Assignment >> An exact reproduction of all the entries is what the answer must contain.

Recorded information >>
PR #1160, opened 2022-09-18
Add Missing USB support

SimonFair:
Add Missing USB devices on list so can be removed from VM. 
Add startupPolicy fields to USB list for future updates.

These are the options available to startupPolicy 
image

For the GUI input it can be a select drop down for each of the values.

image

Solution for this problem >>
PR #1160, opened 2022-09-18
Add Missing USB support

SimonFair:
Add Missing USB devices on list so can be removed from VM. 
Add startupPolicy fields to USB list for future updates.

These are the options available to startupPolicy 
image

For the GUI input it can be a select drop down for each of the values.

image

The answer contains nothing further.